PR #144, opened 2020-07-06
Interactive multi choice autocompleter

juanca:
https://www.pivotaltracker.com/story/show/173568337

## PR upkeep checklist

- [x] Change log entry
- [x] Label(s)
- [x] Assignee(s)
- [x] Deployment URL: https://mavenlink.github.io/design-system/interactive-multi-choice-2


juanca:
> Not sure why, or if we want to track this, but it seems like arrowing around in the autocomplete input... "lags"? It seems to miss some navigations between characters.

I haven't noticed it. I wonder if it's computer related? Let's keep note of it and see if we can reproduce at a later time -- probably some hook timing tbh.

PR #145, opened 2020-07-06
[webinf-two-hundred-years-of-custom-fields-171681529] 

cincospenguinos:
[So listen up, here's the story](https://www.pivotaltracker.com/n/projects/2438324/stories/171681529)

## PR upkeep checklist

- [x] Change log entry
- [x] Label(s)
- [x] Assignee(s)
- [x] Deployment URL: https://mavenlink.github.io/design-system/webinf-two-hundred-years-of-custom-fields-171681529
- [x] (When ready for review) Reviewer(s)

PR #147, opened 2020-07-07
Webinf clear and error single 173455125

bennapp:
https://www.pivotaltracker.com/story/show/173455125

- [x] Show error state with additional icons
- [x] Show clear icon for single choice

## PR upkeep checklist

- [x] Change log entry
- [x] Label(s)
- [x] Assignee(s)
- [x] Deployment URL: https://mavenlink.github.io/design-system/webinf-clear-and-error-single-173455125/#/Components/CustomFieldInputSingleChoice


CHANGELOG.md
```diff
@@ -15,6 +15,7 @@
 ## 0.28.0 (July 02, 2020)
 - Minor: Publish all files in repo to NPM.
 - Minor: Adjust typography table to more clearly display MDS variable names
+- Minor: Update `CustomFieldInputSingleChoice` to remove all selected choices
```
Bloodyaugust, line 18: This should go in the `unreleased` block.

src/components/custom-field-input-single-choice/custom-field-input-single-choice.jsx
```diff
@@ -26,6 +27,22 @@ export default function CustomFieldInputSingleChoice(props) {
     fill="skip"
   />);
 
+  const clear = () => {
+    setValue(undefined);
+    setSearchValue(undefined);
+  };
+
+  const clearIcon = () => {
+    if (!props.readOnly && (!!value || !!searchValue)) {
```
Bloodyaugust, line 36: Nit: I don't think we really use the `!!` pattern for boolean coercion anywhere, and I think it's a bit less readable than comparing to the values that we don't want. Also, do we actually need more than the default truthy check?

src/components/custom-field-input-text/custom-field-input-text.css
```diff
@@ -2,14 +2,18 @@
...
 
 .input {
   border: 1px solid var(--mds-grey-12);
   border-radius: var(--spacing-x-small);
   box-sizing: border-box;
   color: var(--mds-grey-87);
   font-size: var(--mavenlink-type-base-size); /* stylelint-disable-line mds/typography */
-  padding: 7px var(--spacing-x-large) 7px var(--spacing-medium);
+  padding-top: 7px;
+  padding-right: calc((var(--numIcon, 0) * var(--iconSizeMedium)) + var(--spacing-medium)); /* stylelint-disable-line css-modules/css-variables */
```
Bloodyaugust, line 14: I think it might be worth re-factoring this to multiple classes that add more padding as we need it, which are added depending on the state of the input. With that approach, we wouldn't have more padding than we need for the state, and wouldn't have to do the math here in CSS.

src/components/custom-field-input-text/custom-field-input-text.css
```diff
@@ -40,10 +43,13 @@
...
-  pointer-events: none;
+.icon-container {
   position: absolute;
   right: 6px;
   top: 6px;
 }
+
+.input-icon {
+  composes: icon-base from '../icon/icon.css'; /* stylelint-disable-line css-modules/composed-class-names */
+  pointer-events: none;
```
Bloodyaugust, line 54: This turns off click events, right? Why do we want those to not fire?

src/components/custom-field-input-text/custom-field-input-text.jsx
```diff
@@ -6,21 +6,21 @@ import FormControl from '../form-control/form-control.jsx';
...
-}
-
 export default function CustomFieldInputText(props) {
   const defaultRef = useRef(null);
   const [validationMessage, setValidationMessage] = useState('');
 
   const inputRef = props.inputRef || defaultRef;
   const labelId = `${props.id}-label`;
 
+  const isInvalid = () => {
```
Bloodyaugust, line 16: Good move! I'm not sure why we need to check `readOnly` though, couldn't we assume that the existing value is valid?

src/components/custom-field-input-text/custom-field-input-text.jsx
```diff
@@ -70,6 +95,7 @@ export default function CustomFieldInputText(props) {
         aria-haspopup={props.ariaProps.haspopup}
         defaultValue={props.defaultValue}
         className={styles.input}
+        style={{ '--numIcon': numIcons() }}
```
Bloodyaugust, line 98: Very cool usage of a local style variable! See the above comment about a possible refactor of this behavior, though.

An alternate option to the previous suggestion would be to compute the padding here, to keep the CSS as simple as possible.

src/components/custom-field-input-text/custom-field-input-text.css
bennapp: I am not sure, this was just moved.

src/components/custom-field-input-text/custom-field-input-text.css
bennapp: What are the advantages of not doing the math in CSS? We actually started with an approach like that and went to this >.<

src/components/custom-field-input-text/custom-field-input-text.jsx
bennapp: This was just consolidating / refactoring the previous logic. I am not sure why it was like this.

src/components/custom-field-input-text/custom-field-input-text.jsx
bennapp: I think it is nice making use of the css variables

src/components/custom-field-input-text/custom-field-input-text.css
Bloodyaugust: Really just keeping the CSS as simple as possible, I don't think there are any performance implications or anything. Might have a slightly negative effect on redraw? But really, just to #keeplogicoutofcss.

src/components/custom-field-input-single-choice/custom-field-input-single-choice.jsx
bennapp: Looks cleaner too :)

src/components/custom-field-input-text/custom-field-input-text.css
bennapp: If there is a nice way to pull `var(--spacing-medium)` into react-land, then I would be all for this. Is there some pattern I could use?

Since we define variables in css, I think it is nice to use those variables to do some simple math in css-land. Otherwise, I think we have to duplicate those variables in react.

Bloodyaugust: I think we process them into JS variables as part of the Webpack process, but I'm not sure exactly how that works or where they're accessible.

src/components/custom-field-input-text/custom-field-input-text.jsx
```diff
@@ -33,8 +33,25 @@ export default function CustomFieldInputText(props) {
     }
   });
 
-  const icon = () => {
-    if (isInvalid(props.error, props.readOnly)) {
+  const numIcons = () => {
```
cincospenguinos, line 36: Wow this really clever! I'm worried that it could be too clever for its own good. What if we extracted this out to a hook? Something like

```jsx
import { useState, useEffect } from 'react';

export default function useIconTally(isInvalid, customFieldProps) {
  const cssVarName = `--numIcon-${customFieldProps.id}`;
  const [numIcons, setNumIcons] = useState(0);
  const [iconStyles, setIconStyles] = useState({ [cssVarName]: numIcons })

  useEffect(() => {
    let num = 0;

    if (isInvalid) {
      num += 1;
    }

    if (customFieldProps.icon) {
      num += 1;
    }

    if (customFieldProps.clear) {
      num += 1;
    }

    setNumIcons(num);
    setIconStyles({ [cssVarName]: num });
  });

  return [numIcons, iconStyles];
}
```

You could test it with `@testing-library/render-hook`, and then we have an extra hook to use internally across each of the custom fields as needed.

cincospenguinos: Also, if we use #145's refactor of extracting an abstract custom field, we could include this as a hook on that, and then every custom field we use would receive this behavior.

bennapp:
@cincospenguinos I understand that pulling out that behavior and making it reusable could be a nice refactor.

But why is that solution too clever, I am not clear on that. Is there a way to accomplish that spacing logic in a less complex way?

PR #148, opened 2020-07-08
Webinf currency is what you think it is 171681533

Bloodyaugust:
https://www.pivotaltracker.com/story/show/171681533

## PR checklist

- [x] Change log entry
- [x] Label(s)
- [x] Assignee(s)
- [x] Deployment URL: https://mavenlink.github.io/design-system/webinf-currency-is-what-you-think-it-is-171681533
- [x] Green [Bigmaven CI check](https://github.com/mavenlink/mavenlink/pull/20678/commits/f33ebedc5147d0ed19a3972f12ce2a2fc9badfef)


src/components/custom-field-input-currency/custom-field-input-currency.jsx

· · · · ·

§ **What you need to do**
Which lines above contain the word "medium"? Show each of them.

§ **Exercise answer**
-  padding: 7px var(--spacing-x-large) 7px var(--spacing-medium);
+  padding-right: calc((var(--numIcon, 0) * var(--iconSizeMedium)) + var(--spacing-medium)); /* stylelint-disable-line css-modules/css-variables */
bennapp: If there is a nice way to pull `var(--spacing-medium)` into react-land, then I would be all for this. Is there some pattern I could use?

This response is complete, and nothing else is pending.